We have previously shown that chronic cerebral hypoperfusion increased the amount of filter-trap Aβ in the extracellular-enriched soluble brain fraction of mice overexpressing a mutant form of the human APP [22, 51]; in this mouse model exhibiting senile plaques, the neuronal loss and cognitive impairment that were both accelerated by hypoperfusion was explained by the disturbed Aβ metabolism. In the current study using mice overexpressing vasculotropic mutant Aβ, the hypoperfusion-induced aggravation of CAA may then result from increased synthesis of Aβ [45]. Alternatively, cerebral hypoperfusion and reduced vascular pulsation may impede clearance of Aβ as it is hypothesized that motive force of vessel pulsation is required for perivascular clearance of interstitial fluid containing Aβ [47]. This mechanism may temporarily aggravate CAA, which may compromise cerebral perfusion and ultimately lead to development of microinfarcts. Thus, the impaired microvascular function observed may impede perivascular drainage pathway of Aβ, forming a cycle of vascular Aβ deposition.

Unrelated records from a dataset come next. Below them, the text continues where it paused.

PR #4446, opened 2021-06-25
CA-355964: Hostname change will affect the authentication

liulinC:
Winbind just use the hostname as the netbios_name to talk to DC
if hostname is changed after join domain, the auth will failed
This commit fix the issue by

* Store the netbios_name in xapi db during join domain
* Configure netbios_name to winbind daemon during xapi bootup
* Migrate netbios_name from PBIS db if domain joined but xapi
database does not have the value, to support update/upgrade

### DIFF
--- a/ocaml/tests/test_extauth_plugin_ADwinbind.ml
+++ b/ocaml/tests/test_extauth_plugin_ADwinbind.ml
@@ -84,6 +84,7 @@ module ParseValueFromPbis = Generic.MakeStateless (struct
       [
         ( "X'58005200540055004B002D00300032002D003000330024000000'"
         , "XRTUK-02-03" )
+      ; ("X'4C004F00430041004C0048004F0053005400320024000000'", "LOCALHOST2")
       ]
 end)
 
--- a/ocaml/tests/test_extauth_plugin_ADwinbind.ml
+++ b/ocaml/tests/test_extauth_plugin_ADwinbind.ml
@@ -41,6 +41,50 @@ module ExtractOuConfig = Generic.MakeStateless (struct
       ]
 end)
 
+module Range = Generic.MakeStateless (struct
+  module Io = struct
+    type input_t = int * int * int
+
+    type output_t = int list
+
+    let string_of_input_t (x, y, z) = Printf.sprintf "%d , %d, %d" x y z
+
+    let string_of_output_t = Test_printers.(list int)
+  end
+
+  let transform (s, e, step) = Extauth_plugin_ADwinbind.range s e step
+
+  let tests =
+    `QuickAndAutoDocumented
+      [
+        ((0, 10, 1), [0; 1; 2; 3; 4; 5; 6; 7; 8; 9])
+      ; ((0, 1, 1), [0])
+      ; ((0, 0, 1), [])
+      ; ((1, 0, 1), [])
+      ]
+end)
+
+module ParseValueFromPbis = Generic.MakeStateless (struct
+  module Io = struct
+    type input_t = string
+
+    type output_t = string
+
+    let string_of_input_t = Test_printers.(string)
+
+    let string_of_output_t = Test_printers.(string)
+  end
+
+  let transform s = Extauth_plugin_ADwinbind.parse_value_from_pbis s
+
+  let tests =
+    `QuickAndAutoDocumented
+      [
+        ( "X'58005200540055004B002D00300032002D003000330024000000'"
+        , "XRTUK-02-03" )
+      ]
+end)
+
 let test_domainify_uname =
   let open Extauth_plugin_ADwinbind in
   let check uname exp () =
@@ -349,6 +393,8 @@ let test_wbinfo_exception_of_stderr =
 let tests =
   [
     ("ADwinbind:extract_ou_config", ExtractOuConfig.tests)
+  ; ("ADwinbind:test_range", Range.tests)
+  ; ("ADwinbind:test_parse_value_from_pbis", ParseValueFromPbis.tests)
   ; ("ADwinbind:test_domainify_uname", test_domainify_uname)
   ; ("ADwinbind:test_parse_wbinfo_uid_info", test_parse_wbinfo_uid_info)
   ; ("ADwinbind:test_parse_ldap_stdout", test_parse_ldap_stdout)
--- a/ocaml/tests/test_extauth_plugin_ADwinbind.ml
+++ b/ocaml/tests/test_extauth_plugin_ADwinbind.ml
@@ -52,7 +52,8 @@ module Range = Generic.MakeStateless (struct
     let string_of_output_t = Test_printers.(list int)
   end
 
-  let transform (s, e, step) = Extauth_plugin_ADwinbind.range s e step
+  let transform (s, e, step) =
+    Extauth_plugin_ADwinbind.Migrate_from_pbis.range s e step
 
   let tests =
     `QuickAndAutoDocumented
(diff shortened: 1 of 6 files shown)


ocaml/xapi/extauth_plugin_ADwinbind.ml
```diff
@@ -58,8 +58,12 @@ let wb_cmd = !Xapi_globs.wb_cmd
 
 let tdb_tool = !Xapi_globs.tdb_tool
 
+let sqlite3 = !Xapi_globs.sqlite3
```
robhoes, line 61: This is unused.

ocaml/tests/test_extauth_plugin_ADwinbind.ml
```diff
@@ -41,6 +41,50 @@ module ExtractOuConfig = Generic.MakeStateless (struct
       ]
 end)
 
+module Range = Generic.MakeStateless (struct
+  module Io = struct
+    type input_t = int * int * int
```
lindig, line 46: I assume the names are dictated by the functor and can't be changed. I find them a bit verbose.

ocaml/xapi/extauth_plugin_ADwinbind.ml
```diff
@@ -58,8 +58,12 @@ let wb_cmd = !Xapi_globs.wb_cmd
...
+
 let debug_level = !Xapi_globs.winbind_debug_level |> string_of_int
 
+let pbis_db_path = "/var/lib/pbis/db/registry.db"
```
robhoes, line 65: This should go into xapi_globs

ocaml/xapi/extauth_plugin_ADwinbind.ml
```diff
@@ -547,6 +560,80 @@ let domainify_uname ~domain uname =
   else
     Printf.sprintf "%s@%s" uname domain
 
+let range s e step =
```
lindig, line 563: All of this looks brittle to me. What are we trying to do here? We have an SQL database but seem to use low-level string scanning. What is encoded in this string that we are reading here?

liulinC: The `range` just like python `range`,  like `range 0 10 1 -> [0;1;2;3;4;5;6;7;8;9]`, see the unittest,

I suppose the question is about `parse_value_from_pbis`

This function parsing the values extracted from PBIS database (sqlite3), and decode it, see the unittest for the input and output.
The PBIS databases values are formatted as `X"xxxxxxxx"`,  where "xxxxxxx" are values in hex. 
All the data are formatted this way, like 
```
sqlite3 registry.db "select QUOTE(Value) from regvalues1 where ValueName='SamAccountName'"
X'4C004F00430041004C0048004F0053005400320024000000' 
```
For the parsing details, refer to the code, 

This migrate should only happens after update/upgrade from CH which joined domain with PBIS.

liulinC:
One possible refine:

Store netbios_name migrated from PBIS in xapi db, to skip re-migrate on next xapi restart, (Just for case, update/upgrade from CH joined domain with PBIS)

ocaml/xapi/extauth_plugin_ADwinbind.ml
lindig: This should be based around a function that takes a hex-string and returns the decoded string (a byte or char sequence). An easy way to do this is using `Hex.of_string` from the `hex` package.

liulinC: `Hex.of_string` is used finally , refer to the code,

Our findings may also have implications in the understanding of the pathological complications of Aβ immunotherapy. The hypoperfusion-induced abnormalities seen in Tg-SwDI mice may be similar to the findings in AD patients who have received Aβ immunotherapy; in immunized AD group, microvascular lesions, such as CMIs or microhemorrhages, occurred with a higher density than non-immunized AD control group; this may have been because soluble Aβ mobilized from the amyloid deposits had not cleared efficiently from AD brains [6, 35]. It is plausible that the aging- and AD-associated microvascular changes [18] cannot cope with overwhelming amount of Aβ mobilized from the Aβ deposits at least partially due to existing reduction of vessel pulsation and/or hypoperfusion, leading to formation of CMIs or microhemorrhages in immunized AD patients. The current study indicates that such mechanisms underlie the formation of CMIs, even in non-immunized patients with CAA. The degree of hypoperfusion and microvascular changes may predict the response rate of Aβ immunotherapy and the emergence rate of ischemic complications. However, it remains to be determined whether chronic cerebral hypoperfusion hampers the Aβ drainage pathway directly through reduced arterial pulsation or indirectly through upregulated Aβ synthesis.

The main limitation of this study is the lack of clinical and neuropsychometric information on the postmortem brains used. This meant that we could not directly relate our pathological findings to antemortem hypoperfusive and cognitive status. Another limitation is that CAA or CMI severity could not be related to the apolipoprotein E genotype [36], due to ethical and legal constraints of genotype extraction. In addition, the use of the CERAD criteria for assessing the burden of neuritic plaques and the Braak staging for the burden of NFTs both based on the modified Bielschowsky staining may be the third limitation, considering that the CERAD is semiquantitative rather than quantitative measures of neuropathology [28] and the Braak staging criteria for tau pathology have been recently modified [2], although the two neuropathologists agreed on their final grading of the 31 CAA patients enrolled in the current study.

In summary, using postmortem brain analysis of relevant patients and models of transgenic mice, our study provides strong evidence for the relationship between CAA and microinfarcts with cerebral hypoperfusion as the mediating factor. Our observations support the notion that CAA is one of the pathological substrates that links neurodegenerative and vascular processes.